▶ _Extracted records_

PR #334, opened 2019-02-27
Improve build

dmfigol:
* Completely rework `Dockerfile`. The image size reduced from 1.3 Gb to 450 MB
* Tests which require additional containers are automatically skipped when run locally
* Rework `Makefile` to target specific directories for different tests
* Extract the library version using `pkg_resources`
   It is now available using `import nornir ; nornir.__version__`
* Use `pyproject.toml` for docs generation dependencies, remove `requirements.txt`
* Add the changelog to RTD and slightly update contributing guide

Note: Because I was changing `pyproject.toml` sections (in particular, I added the section `extras`), I had to remove `poetry.lock` to make it work.  
This means that all dev and non-dev dependencies were updated according to the constraints in `pyproject.toml`


dmfigol:
This is ready for review. The build fails because of the problem with `cryptography` 2.6 release today:
https://github.com/pyca/cryptography/issues/4789

dbarrosop:
Ok, this is awesome work. I only have two comments:

1. The Dockerfile feels a bit complex. What is the reasoning to use a multi-stage build? From what I can see you are only saving the need to have poetry in the final image. I also think having all those `COPY` is unnecessary. Ideally, layers should be reusable, and these aren't so caching those layers feels unnecessary (`ADD . /nornir` doesn't take long anyway)
2. Minor comment, not a fan of doing things like `black nornir tests` vs `black .` as the former requires keeping track of new things being added (albeit this should happen rerely)

Again, awesome work.

Dockerfile
```diff
@@ -1,8 +1,53 @@
...
+
+COPY pyproject.toml .
+COPY poetry.lock .
+
+# Dependencies change more often, so we break RUN to cache the previous layer
+RUN ${POETRY_PATH} run pip install --no-cache-dir -U pip setuptools \
+    && ${POETRY_PATH} install --no-interaction
+
+# Source code changes even more often, so we cache another layer
+COPY nornir nornir
```
dbarrosop: to make better use of the cache you should invert the order, that way you'd save copying the README file because nornir folder changed.

dmfigol:
@dbarrosop 
1) It's not only `poetry` but `curl` and `git` which take 100 Mb and are not needed for running our tests.
 
Another thing which addresses both 1) and 2) is that on my setup I have extra folders with some test scripts (which use existing nornir virtual environment). I have them in `.git/info/exclude` so they will never get to the repo by accident, but any time I run `black`, `pylama` or especially `make tests` locally with the current develop branch, the tests don't pass because of these extra Python scripts I have.

dmfigol:
@dbarrosop I rebased and changed order in Dockerfile based on your recommendation.

dbarrosop:
> on my setup I have extra folders

Why do you need them? Or rather, if you think you need them, why not add them to the tests? I don't think we should change things and make them more complex just to accommodate individual environments. It's the same reason I guess why the dockerfile is so massive and complex. Instead of just a single line adding the repo you need to manage each single file and folder individual and I that just makes things more complex and error-prone.

dmfigol:
The most important thing is that my `.venv` is in the `nornir` folder. It will not work, because I am developing on macOS. This can be partially solved with `.dockerignore`
A little bit less important, but still a problem to me: I have folder with some scripts which use editable installation of nornir. They help me verify that new functionality I write, results in the desired outcome, like when I was working on logging, netconf, etc.
I can make COPY in `Dockerfile` easier, but I would ask if we could keep specific things in `Makefile` instead of `.`.
Is this acceptable?

CHANGELOG.rst
```diff
@@ -38,42 +41,43 @@ Thanks to the following people for their contributions:
 * `ktbyers <https://github.com/ktbyers>`_
 * `dbarrosop <https://github.com/dbarrosop>`_
 
+
 2.0.0 - December 17 2018
-========================
+------------------------
 
-For details about upgrading to 2.0.0 see the `notes <https://nornir.readthedocs.io/en/2.0.0-beta/upgrading/1_to_2.html>`_.
+For details about upgrading to 2.0.0 see the `notes <https://nornir.readthedocs.io/en/develop/upgrading/1_to_2.html>`__.
```
dbarrosop: this should all point to stable

Dockerfile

▶ _What this task involves_
The data given before this task must be transcribed exactly and in full.

▶ _Solution to the problem_
PR #334, opened 2019-02-27
Improve build

dmfigol:
* Completely rework `Dockerfile`. The image size reduced from 1.3 Gb to 450 MB
* Tests which require additional containers are automatically skipped when run locally
* Rework `Makefile` to target specific directories for different tests
* Extract the library version using `pkg_resources`
   It is now available using `import nornir ; nornir.__version__`
* Use `pyproject.toml` for docs generation dependencies, remove `requirements.txt`
* Add the changelog to RTD and slightly update contributing guide

Note: Because I was changing `pyproject.toml` sections (in particular, I added the section `extras`), I had to remove `poetry.lock` to make it work.  
This means that all dev and non-dev dependencies were updated according to the constraints in `pyproject.toml`


dmfigol:
This is ready for review. The build fails because of the problem with `cryptography` 2.6 release today:
https://github.com/pyca/cryptography/issues/4789

dbarrosop:
Ok, this is awesome work. I only have two comments:

1. The Dockerfile feels a bit complex. What is the reasoning to use a multi-stage build? From what I can see you are only saving the need to have poetry in the final image. I also think having all those `COPY` is unnecessary. Ideally, layers should be reusable, and these aren't so caching those layers feels unnecessary (`ADD . /nornir` doesn't take long anyway)
2. Minor comment, not a fan of doing things like `black nornir tests` vs `black .` as the former requires keeping track of new things being added (albeit this should happen rerely)

Again, awesome work.

Dockerfile
```diff
@@ -1,8 +1,53 @@
...
+
+COPY pyproject.toml .
+COPY poetry.lock .
+
+# Dependencies change more often, so we break RUN to cache the previous layer
+RUN ${POETRY_PATH} run pip install --no-cache-dir -U pip setuptools \
+    && ${POETRY_PATH} install --no-interaction
+
+# Source code changes even more often, so we cache another layer
+COPY nornir nornir
```
dbarrosop: to make better use of the cache you should invert the order, that way you'd save copying the README file because nornir folder changed.

dmfigol:
@dbarrosop 
1) It's not only `poetry` but `curl` and `git` which take 100 Mb and are not needed for running our tests.
 
Another thing which addresses both 1) and 2) is that on my setup I have extra folders with some test scripts (which use existing nornir virtual environment). I have them in `.git/info/exclude` so they will never get to the repo by accident, but any time I run `black`, `pylama` or especially `make tests` locally with the current develop branch, the tests don't pass because of these extra Python scripts I have.

dmfigol:
@dbarrosop I rebased and changed order in Dockerfile based on your recommendation.

dbarrosop:
> on my setup I have extra folders

Why do you need them? Or rather, if you think you need them, why not add them to the tests? I don't think we should change things and make them more complex just to accommodate individual environments. It's the same reason I guess why the dockerfile is so massive and complex. Instead of just a single line adding the repo you need to manage each single file and folder individual and I that just makes things more complex and error-prone.

dmfigol:
The most important thing is that my `.venv` is in the `nornir` folder. It will not work, because I am developing on macOS. This can be partially solved with `.dockerignore`
A little bit less important, but still a problem to me: I have folder with some scripts which use editable installation of nornir. They help me verify that new functionality I write, results in the desired outcome, like when I was working on logging, netconf, etc.
I can make COPY in `Dockerfile` easier, but I would ask if we could keep specific things in `Makefile` instead of `.`.
Is this acceptable?

CHANGELOG.rst
```diff
@@ -38,42 +41,43 @@ Thanks to the following people for their contributions:
 * `ktbyers <https://github.com/ktbyers>`_
 * `dbarrosop <https://github.com/dbarrosop>`_
 
+
 2.0.0 - December 17 2018
-========================
+------------------------
 
-For details about upgrading to 2.0.0 see the `notes <https://nornir.readthedocs.io/en/2.0.0-beta/upgrading/1_to_2.html>`_.
+For details about upgrading to 2.0.0 see the `notes <https://nornir.readthedocs.io/en/develop/upgrading/1_to_2.html>`__.
```
dbarrosop: this should all point to stable

Dockerfile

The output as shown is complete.